Rydert, I'd love to meet ya' a shoot some with ya', if'n you aint to far away. Let me know.

..... I'll stop by the grocery sto' on the way and pick us up some.......... hot pockets


----------



## Lukikus2 (Jun 8, 2012)

pstrahin said:


> How do ya cook a skeet?



Found some recipes.



> I heard that you're supposed to roll em in horse or cow manure,season with salt and pepper,then bake em on a cedar board for about one hour at 350. Remove em from oven,scrape manure from skeet and eat the manure with a side of cedar shavings.





> Try preparing them in a chowder, kind of like clams. Use a tomato base "Manhattan" style for the orange ones, or a cream base "New England" style for the white ones. Add other spices and veggies to taste.
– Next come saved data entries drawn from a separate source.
Issue #443, opened 2021-11-05
Server rejects IPv4 clients for no good reason


asheplyakov:
Built with
```   
./configure --enable-rfc2553 && make && make install
```    

Started server:
```    
distccd --listen :: --allow-private --log-level=debug --log-file=/tmp/distccd.log
```

Clients connecting via IPv4 get (erroneously) rejected:
```
distccd[10488] (dcc_check_client) connection from ::ffff:10.64.MM.NN:36744
distccd[10488] (check_address_inet6) deny v6 client
distccd[10488] (check_address_inet6) deny v6 client
distccd[10488] (check_address_inet) deny client 0xa40MMNN, value 0x7f, mask 0xff
distccd[10488] (check_address_inet) deny client 0xa40MMNN, value 0x10ac, mask 0xf0ff
distccd[10488] (check_address_inet) deny client 0xa40MMNN, value 0xa, mask 0xff
distccd[10488] (check_address_inet) deny client 0xa40MMNN, value 0xa8c0, mask 0xffff
```

PR #444, opened 2021-11-05
Fixed access control with IPv4-mapped addresses

asheplyakov:
`inet_from_inet6` returns a little endian representation of the address, which breaks the access control for IPv4 clients:

```
distccd[10488] (dcc_check_client) connection from ::ffff:10.64.MM.NN:36744
distccd[10488] (check_address_inet6) deny v6 client
distccd[10488] (check_address_inet6) deny v6 client
distccd[10488] (check_address_inet) deny client 0xa40MMNN, value 0x7f, mask 0xff
distccd[10488] (check_address_inet) deny client 0xa40MMNN, value 0x10ac, mask 0xf0ff
distccd[10488] (check_address_inet) deny client 0xa40MMNN, value 0xa, mask 0xff
distccd[10488] (check_address_inet) deny client 0xa40MMNN, value 0xa8c0, mask 0xffff
```

As a result clients connecting via IPv4 get (erroneously) rejected.
Use a simple(r) conversion method to avoid the problem.

Closes: #443

### DIFF
--- a/src/access.c
+++ b/src/access.c
@@ -316,17 +316,9 @@ static int check_address_inet6(const struct in6_addr *client,
 /**
  * Extract the lower 32-bits of a v6 address.
  **/
-static uint32_t inet_from_inet6(const struct in6_addr *addr)
+static void inet_from_inet6(struct in_addr *v4addr, const struct in6_addr *addr)
 {
-    uint32_t dest = 0;
-    int i;
-
-    for (i = 0; i < 4; ++i) {
-        uint32_t dest_byte = addr->s6_addr[12 + i];
-        dest |= (dest_byte << (8 * (3-i)));
-    }
-
-    return dest;
+    memcpy(&v4addr->s_addr, addr->s6_addr + 12, 4);
 }
 #endif /* ENABLE_RFC2553 */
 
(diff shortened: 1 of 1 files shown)


asheplyakov:
A gentle ping to see if I can get this merged.
#443 makes using distcc in a mixed IPv4/IPv6 environment tricky.

martinetd (approved):
For what it's worth, I can confirm the problem exists and that this fixes it for me.

src/access.c
```diff
@@ -361,7 +353,7 @@ int dcc_check_address(const struct sockaddr *client,
         if (value->family == AF_INET) {
             if (IN6_IS_ADDR_V4MAPPED(a6) || IN6_IS_ADDR_V4COMPAT(a6)) {
                 struct in_addr a4;
-                a4.s_addr = inet_from_inet6(a6);
+                inet_from_inet6(&a4, a6);
```
sourcefrog, line 356: This seems to leave the rest of the in_addr uninitialized, which might not matter in this case but seems like a bad idea. Could you zero it or set the fields you know?

Otherwise this looks good, thanks!

sourcefrog (changes requested):

src/access.c
sourcefrog: Actually I'll do that and then merge. Thanks for the patch!

asheplyakov: > This seems to leave the rest of the in_addr uninitialized, which might not matter in this case but seems like a bad idea. Could you zero it or set the fields you know?

Done

sourcefrog (approved):

PR #451, opened 2022-01-06
daemon: --allow-private fixes

martinetd:
The three commits are widely independent, if you don't agree with any of them I'd suggest just dropping the dubious patches, merge what we can, and continue with the other(s) more leisurely.

- running a standalone daemon with `--allow-private` would fail on alpine, because rfc2553 is not explicitly enabled and the code chokes on ipv6 address parsing.
- running a standalone daemon with no `--allow` option would print a big warning that `--allow-private` is assumed instead, but not actually do anything with it
- lastly I'd suggest enabling rfc2553 by default, I'm not sure why it's not. If there's a compatibility problem somewhere make it autodetected? But I haven't found one and would assume it's more widely used? Looking at debian/fedora, debian uses it but not fedora...

Thanks!


akarle:
@martinetd -- a *huge* thanks for catching this! I dropped the configure defaults change because I'm not sure how packagers will feel / what the impact will be, but the --allow-private fixes feel like a big security lapse (assuring users it's restricted when it's not).

I just force-pushed and will merge when CI passes--I added a bit more detail to the commit messages tracking down the original PR / regression point (#240, released in 3.3). I'm hoping to get a release going soon, and this'll definitely warrant the cut.

The only functional change I added to your code was removing the external int from dopt.h--opt_allow_private is no longer used anywhere else in the codebase so it can be local again.

P.S. as an extra bonus, it looks like the old code was missing the last element of the IP range anyways (`<6` instead of `<=6`); another win :)

akarle:
Hm @sourcefrog it looks like I can't merge without a second approver:

>     New changes require approval from someone other than akarle because they were the last pusher.

It's unclear if it's because I force-pushed to update the branch or if I'm the last pusher on master...

This one definitely warrants merging / a new release / callout in the changelog IMHO.

martinetd:
Thanks! I personally think the default change is fine nowadays, but I agree it's worth handling separately from the fixes.

I've checked your rebase and just repushed the same content if that helps :)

> Another thing to try is take the larger pieces from the broken ones and serve them with chunky salsa (not some brand made in NYC) like you would tortilla chips.





1:38


----------



## rydert (Jun 8, 2012)

Lukikus2 said:


> Found some recipes.
> 
> 
> 
> ...




google really is yo friend


2:04


----------



## Lukikus2 (Jun 8, 2012)

rydert said:


> google really is yo friend
> 
> 
> 2:04





2:16


----------



## boneboy96 (Jun 8, 2012)

fredw said:


> Skeet.....sure brings back some memories.  I shot competitively for 20 years.
> 
> rydert, did you build regulation fields?  I always thought it would be cool to have my own skeet field.



Well I'll be.  I shot competitively for years as well...in the tri state region...NY, NJ & CT.     Haven't shot any in a long time though...my swing may be a little off.      2:28


----------



## fredw (Jun 8, 2012)

boneboy96 said:


> Well I'll be.  I shot competitively for years as well...in the tri state region...NY, NJ & CT.     Haven't shot any in a long time though...my swing may be a little off.      2:28


I started at Thunder Mountain in Ringwood NJ.  Shot in NJ, NY and PA for three years before moving back home to Georgia.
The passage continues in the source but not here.